Mathematical thinking is important for all members of a modern society as a habit of mind for its use in the workplace, business and finance; and for personal decision-making. Mathematics is fundamental to national prosperity in providing tools for understanding science, engineering, technology and economics. It is essential in public decision-making and for participation in the knowledge economy.
Mathematics equips students with uniquely powerful ways to describe, analyse and change the world. It can stimulate moments of pleasure and wonder for all students when they solve a problem for the first time, discover a more elegant solution, or notice hidden connections. Students who are functional in mathematics and financially capable are able to think independently in applied and abstract ways, and can reason, solve problems and assess risk.
Mathematics is a creative discipline. The language of mathematics is international. The subject transcends cultural boundaries and its importance is universally recognised. Mathematics has developed over time as a means of solving real life problems and also for its own sake.
Completing the Mathematics GCSE course will help you in the following career paths, Architecture, Surveying, Banking, Accountancy, Sales, Teaching, Engineering, Project Management etc.
Mathematics at Key Stage 3
At Key Stage 3 the aim is to develop every child’s knowledge, skill and understanding of mathematics through an exciting, creative and fun learning environment, developing each individual to their full potential. To create positive attitudes towards mathematics through raising student achievement and self-belief and providing an awareness of how mathematics is related to the world we live in today. We encourage all students to reason, communicate and think critically in an effort to prepare them to be life-long problem solvers. The content consists of number, algebra, shape and space and data handling. The main skills in use are information processing, enquiry, creative thinking, reasoning and evaluation.
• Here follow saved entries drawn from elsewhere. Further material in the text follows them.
PR #3780, opened 2026-03-08
Download avatars using the MC4039 Widget API

### LINKED ISSUE #2876: Use Matrix user profile image in avatar when running as a widget

Show the Matrix user profile thumbnail for the user when using embedded mode.

Because it looks nicer and provides a more integrated experience.

Add a new capability to the widget API that would allow the fetching of the media.

We used to have this capability, but it was removed as part of https://github.com/element-hq/element-call/pull/2856 as the is currently no way to implement it whilst also using authenticated media.

An alternative would be to use unauthenticated media, but that is not desirable.

### Additional context

_No response_

JephDiel:
This adds the ability to download avatar images using the MC4039 widget API if we can't directly fetch from the server.

Fixes #2876

### DIFF
--- a/src/Avatar.test.tsx
+++ b/src/Avatar.test.tsx
@@ -14,7 +14,13 @@ import { ClientContextProvider } from "./ClientContext";
 import { Avatar } from "./Avatar";
 import { mockMatrixRoomMember, mockRtcMembership } from "./utils/test";
 import { widget } from "./widget";
-import { WidgetApi } from "matrix-widget-api";
+import { type FC, type PropsWithChildren } from "react";
+import { type WidgetApi } from "matrix-widget-api";
+
+import { ClientContextProvider } from "./ClientContext";
+import { Avatar } from "./Avatar";
+import { mockMatrixRoomMember, mockRtcMembership } from "./utils/test";
+import { widget } from "./widget";
 
 const TestComponent: FC<
   PropsWithChildren<{
--- a/src/Avatar.test.tsx
+++ b/src/Avatar.test.tsx
@@ -17,8 +17,15 @@ import EventEmitter from "events";
 import { widget } from "./widget";
 
 const TestComponent: FC<
-  PropsWithChildren<{ client: MatrixClient; supportsThumbnails?: boolean }>
-> = ({ client, children, supportsThumbnails }) => {
+  PropsWithChildren<{
+    client: MatrixClient;
+    supportsAuthenticatedMedia?: boolean;
+  }>
+> = ({
+  client,
+  children,
+  supportsAuthenticatedMedia: supportsAuthenticatedMedia,
+}) => {
   return (
     <ClientContextProvider
       value={{
@@ -26,7 +33,7 @@ const TestComponent: FC<
         disconnected: false,
         supportedFeatures: {
           reactions: true,
-          thumbnails: supportsThumbnails ?? true,
+          authenticatedMedia: supportsAuthenticatedMedia ?? true,
         },
         setClient: vi.fn(),
         authenticated: {
@@ -81,36 +88,7 @@ test("should just render a placeholder when the user has no avatar", () => {
   expect(client.mxcUrlToHttp).toBeCalledTimes(0);
 });
 
-test("should just render a placeholder when thumbnails are not supported", () => {
-  const client = vi.mocked<MatrixClient>({
-    getAccessToken: () => "my-access-token",
-    mxcUrlToHttp: () => vi.fn(),
-  } as unknown as MatrixClient);
-
-  vi.spyOn(client, "mxcUrlToHttp");
-  const member = mockMatrixRoomMember(
-    mockRtcMembership("@alice:example.org", "AAAA"),
-    {
-      getMxcAvatarUrl: () => "mxc://example.org/alice-avatar",
-    },
-  );
-  const displayName = "Alice";
-  render(
-    <TestComponent client={client} supportsThumbnails={false}>
-      <Avatar
-        id={member.userId}
-        name={displayName}
-        size={96}
-        src={member.getMxcAvatarUrl()}
-      />
-    </TestComponent>,
-  );
-  const element = screen.getByRole("img", { name: "@alice:example.org" });
-  expect(element.tagName).toEqual("SPAN");
-  expect(client.mxcUrlToHttp).toBeCalledTimes(0);
-});
-
-test("should attempt to fetch authenticated media", async () => {
+test("should attempt to fetch authenticated media if supported", async () => {
   const expectedAuthUrl = "http://example.org/media/alice-avatar";
   const expectedObjectURL = "my-object-url";
   const accessToken = "my-access-token";
@@ -142,7 +120,7 @@ test("should attempt to fetch authenticated media", async () => {
   );
   const displayName = "Alice";
   render(
-    <TestComponent client={client}>
+    <TestComponent client={client} supportsAuthenticatedMedia={true}>
       <Avatar
         id={member.userId}
         name={displayName}
@@ -163,7 +141,7 @@ test("should attempt to fetch authenticated media", async () => {
   });
 });
 
-test("should use widget API when unable to authenticate media", async () => {
+test("should attempt to use widget API if authenticate media is not supported", async () => {
   const expectedMXCUrl = "mxc://example.org/alice-avatar";
   const expectedObjectURL = "my-object-url";
   const theBlob = new Blob([]);
@@ -188,7 +166,7 @@ test("should use widget API when unable to authenticate media", async () => {
   );
   const displayName = "Alice";
   render(
-    <TestComponent client={client}>
+    <TestComponent client={client} supportsAuthenticatedMedia={false}>
       <Avatar
         id={member.userId}
         name={displayName}
--- a/src/Avatar.test.tsx
+++ b/src/Avatar.test.tsx
@@ -13,6 +13,8 @@ import { type FC, type PropsWithChildren } from "react";
 import { ClientContextProvider } from "./ClientContext";
 import { Avatar } from "./Avatar";
 import { mockMatrixRoomMember, mockRtcMembership } from "./utils/test";
+import EventEmitter from "events";
+import { widget } from "./widget";
 
 const TestComponent: FC<
   PropsWithChildren<{ client: MatrixClient; supportsThumbnails?: boolean }>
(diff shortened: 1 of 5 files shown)


JephDiel:
Depends on https://github.com/element-hq/element-web/pull/32755

BillCarsonFr:
Thx @JephDiel !

Adding that to my list.
There a couple of things I want to do as part of that.

So my understanding is that it depends on:
- Widget API support of https://github.com/matrix-org/matrix-widget-api/pull/99
- Was implemented here in web https://github.com/matrix-org/matrix-react-sdk/pull/12931 (when it was react sdk)

Then there is this web PR ~~https://github.com/element-hq/element-call/pull/3780~~ https://github.com/element-hq/element-web/pull/32755 that adds the capabilities to the list of auto approved capabilities for Element Call


Can you elaborate quickly on the fallback / compatibility of your PR?
- We need first to merge the web PR (?)
- What happen if the client widget driver does not support it? Like on EX currently?

I'll check if there is any implementation on rust-sdk, if not I'll create the issues so that we had it quickly if posssible

src/Avatar.tsx
```diff
@@ -86,33 +88,17 @@ export const Avatar: FC<Props> = ({
...
-      headers: {
-        Authorization: `Bearer ${token}`,
-      },
-    })
-      .then(async (req) => req.blob())
+
+    getAvatarFromServer(clientState, src, sizePx) // Try to download directly from the mxc://
+      .catch((ex) => {
+        return getAvatarFromWidget(widget?.api, src); // Fallback to trying to use the MSC4039 Widget API
+      })
```
toger5: we should be able to know what to do without letting the "fromServer" approach fail. (via the `widget` singleton)

toger5 (changes requested):

JephDiel:
> Thx @JephDiel !
> 
> Adding that to my list. There a couple of things I want to do as part of that.
> 
> So my understanding is that it depends on:
> 
> * Widget API support of [Implement MSC4039 download_file action matrix-org/matrix-widget-api#99](https://github.com/matrix-org/matrix-widget-api/pull/99)
> * Was implemented here in web [Implement download_file in widget driver matrix-org/matrix-react-sdk#12931](https://github.com/matrix-org/matrix-react-sdk/pull/12931) (when it was react sdk)
> 
> Then there is this web PR #3780 that adds the capabilities to the list of auto approved capabilities for Element Call
> 
> Can you elaborate quickly on the fallback / compatibility of your PR?
> 
> * We need first to merge the web PR (?)
> * What happen if the client widget driver does not support it? Like on EX currently?
> 
> I'll check if there is any implementation on rust-sdk, if not I'll create the issues so that we had it quickly if posssible

Without the web changes the downloadFile function will [fail](https://github.com/matrix-org/matrix-widget-api/blob/1a56b93b78a2065943577a501d7f0ca9e9125658/src/ClientWidgetApi.ts#L994) or [query the user for permission](https://github.com/element-hq/element-web/blob/2e0adc5832ac931cd26324bd032f6bb780866dc5/apps/web/src/stores/widgets/ElementWidgetDriver.ts#L281), and the .catch block would handle an error and continue to use the first letter of the username.

Merging the web PR first would be ideal to mitigate the aforementioned feature permission UI.

src/Avatar.tsx
JephDiel: The `thumbnails` feature apparently represented just that, so I've renamed it to be more apt and used it to conditionally choose the function based on the it and existence of the widget.api object.

In the midst of the changes I also asserted `sizePx` as non-null to remove the unnecessary check.

toger5:
Since we use the embedded version of element call I dont see how EW is blocking this PR.
The PR, that bumps EC to v0.18.0 in EW will be blocked by the permissions PR. But the v0.18.0 release still takes a bit of time. (RC period is 1 week min)

src/Avatar.tsx
```diff
@@ -80,25 +80,37 @@ export const Avatar: FC<Props> = ({
...
+
+    if (
+      supportedFeatures.authenticatedMedia &&
+      authenticated?.client &&
+      sizePx
+    ) {
+      blob = getAvatarFromServer(authenticated.client, src, sizePx);
+    } else if (widget?.api) {
+      blob = getAvatarFromWidgetAPI(widget.api, src);
+    } else {
```
toger5: This is still very hard to read. I need to know that       `supportedFeatures.authenticatedMedia` will be false if I am in widget mode. Without this unintuitive condition one will be left with the question. If I am in widget mode, but all the initial conditions are true, wouldnt I end up with `getAvatarFromServer`?

It looks to me as if `authenticatedMedia` is really only used here.
I dont see why we put it into the supportedFeatures list. Seems like an unecassary abstraction.

Just doing:
```
if (
      widget?.api === undefined &&
      authenticated?.client &&
      sizePx
    ) {
      blob = getAvatarFromServer(authenticated.client, src, sizePx);
    } else if (widget?.api) {
      blob = getAvatarFromWidgetAPI(widget.api, src);
    } else { ...
```
and not having the `authenticatedMedia` all over the place seems sane to me.

JephDiel: That somewhat is the goal; if we could authenticate and download from the server directly that would be ideal for its simplicity and avoiding image size scaling issues mentioned in the msc.

I was trying to leave the code somewhat future proofed for that, but granted that doesn't exist now so an `if (widget?.api)` would be sufficient and the extra complexity can wait untill if/when its useful, if you think that would be better.

JephDiel:
> Since we use the embedded version of element call I dont see how EW is blocking this PR. The PR, that bumps EC to v0.18.0 in EW will be blocked by the permissions PR. But the v0.18.0 release still takes a bit of time. (RC period is 1 week min)

Ah, that makes sense. So this code can be merged but won't be embedded until web explicitly decides to take it/updated the call version, which is the only thing that actually needs to wait for the added permission PR? I assumed web was pulling call from the public url and there wasn't version control.

toger5:
> Ah, that makes sense. So this code can be merged but won't be embedded until web explicitly decides to take it/updated the call version, which is the only thing that actually needs to wait for the added permission PR? I assumed web was pulling call from the public url and there wasn't version control.

We cut an RC yesterday without this PR. So it is now even less controversial to merge this PR. It will be part of the v0.19.0 release.

src/Avatar.tsx
toger5: > That somewhat is the goal; if we could authenticate and download from the server directly that would be ideal for its simplicity and avoiding image size scaling issues mentioned in the msc.

This is a widget msc discussion. It is basically the scoped access token widget api request.
But this is still future dreams as of now.

src/ClientContext.tsx
```diff
@@ -335,7 +336,7 @@ export const ClientProvider: FC<Props> = ({ children }) => {
       }
     } else {
       setSupportsReactions(true);
-      setSupportsThumbnails(true);
+      setSupportsAuthenticatedMedia(true);
```
toger5: This is the only place we call `setSupportsAuthenticatedMedia` which is only checking on `initClientState.widgetApi` so it really is redundant information to `widget !== undefined`.

Lets remove it here. If we actually move to an scoped token based appraoch in the future a much larger PR will be needed. Right now it just makes things more complicated.

JephDiel: Removed the feature, now switching on widget?.api directly.
Also added a quick fix to a potential race condition while I was there.

toger5 (approved):

src/Avatar.test.tsx
```diff
@@ -13,18 +13,21 @@ import { type FC, type PropsWithChildren } from "react";
 import { ClientContextProvider } from "./ClientContext";
 import { Avatar } from "./Avatar";
 import { mockMatrixRoomMember, mockRtcMembership } from "./utils/test";
+import { widget } from "./widget";
+import { WidgetApi } from "matrix-widget-api";
```
toger5:
```suggestion
import { type FC, type PropsWithChildren } from "react";
import { type WidgetApi } from "matrix-widget-api";

import { ClientContextProvider } from "./ClientContext";
import { Avatar } from "./Avatar";
import { mockMatrixRoomMember, mockRtcMembership } from "./utils/test";
import { widget } from "./widget";
```

src/Avatar.tsx
```diff
@@ -16,6 +16,8 @@ import { Avatar as CompoundAvatar } from "@vector-im/compound-web";
 import { type MatrixClient } from "matrix-js-sdk";
 
 import { useClientState } from "./ClientContext";
+import { widget } from "./widget";
+import { WidgetApi } from "matrix-widget-api";
```
toger5:
```suggestion
import { type MatrixClient } from "matrix-js-sdk";
import { type WidgetApi } from "matrix-widget-api";

import { useClientState } from "./ClientContext";
import { widget } from "./widget";
```

src/Avatar.test.tsx
toger5: Here github is a bit confused what it should mark as a diff.
The `import { WidgetApi } from "matrix-widget-api";` needs to be moved up to the previous import block and needs a `type` prefix.

toger5:
Thanks for the changes. I just restarted CI.

JephDiel:
There seems to be an issue with the CI checkout of element-call-swift, there's a few other recent PRs with stopped on the same error ([3781](https://github.com/element-hq/element-call/actions/runs/23005465607/job/66801228618?pr=3781) and [3773](https://github.com/element-hq/element-call/actions/runs/22851379422/job/66280659419?pr=3773
)).

toger5:
> There seems to be an issue with the CI checkout of element-call-swift, there's a few other recent PRs with stopped on the same error ([3781](https://github.com/element-hq/element-call/actions/runs/23005465607/job/66801228618?pr=3781) and [3773](https://github.com/element-hq/element-call/actions/runs/22851379422/job/66280659419?pr=3773)).

I think it will not work when you have a pr from a fork.
We can force merge it once there is a review from @BillCarsonFr

BillCarsonFr:
> > There seems to be an issue with the CI checkout of element-call-swift, there's a few other recent PRs with stopped on the same error ([3781](https://github.com/element-hq/element-call/actions/runs/23005465607/job/66801228618?pr=3781) and [3773](https://github.com/element-hq/element-call/actions/runs/22851379422/job/66280659419?pr=3773)).
> 
> I think it will not work when you have a pr from a fork. We can force merge it once there is a review from @BillCarsonFr

Yes, i am looking at all of that this week. Will also try to add rust-sdk support for EX clients

BillCarsonFr (approved):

We have a range of events and trips incorporated into the syllabus to help the students develop these skills including the Junior maths challenge, the Happy puzzle day and the Spy missions trip helping to provide a range of experiences to broaden the access students have to the curriculum
Mathematics at Key Stage 4 – http://www.edexcel.com/Pages/Home.aspx
YEAR 9, 10 AND 11 EXAM STRUCTURE/INFORMATION
The three year groups are divided into seven sets. Sets one to five are prepared for the higher tier papers, however sets six and seven sit the foundation tier papers (maximum possible grade C) and also the entry level papers.
These students are currently studying the Edexcel Linear GCSE Course, either at foundation tier (grades C to G) or at higher tier (grades A* to D). Tier is determined by prior data, teacher assessment and previous performance.
The five areas of mathematics studied are:
Number – e.g. Fractions, decimals, percentages, ratio and proportion, directed numbers, surds
Algebra – e.g. Expanding and factorising, forming and solving equations, indices, graphs
Shape and space – e.g. Areas and volumes, Pythagoras’ Theorem and trigonometry, transformations, geometry
Handling data – e.g. Probability, statistical diagrams and calculations, sampling and questionnaires
Using and applying mathematics – problems involving any of the above.
Every student is given homework once a week. The homework will be designed to consolidate and challenge students current work at school. The homework needs to be completed each week and returned to the Maths Teacher.
During year 8 students will sit end of KS3 exam. This will consist of a non-calculator, calculator and a mental Maths test. During years 9, 10 & 11, students will be assessed in a number of ways before their actual GCSE exam. This assessment will be a combination of classwork, homework, and internal trial exams. This will form the basis of their predicted targets.
The GCSE examinations are held in November & June. Students are given many months notice and preparation when a GCSE examination is to be sat. Examinations are by means of two written papers taken in Year 11. The first is a non-calculator paper; the second requires a calculator.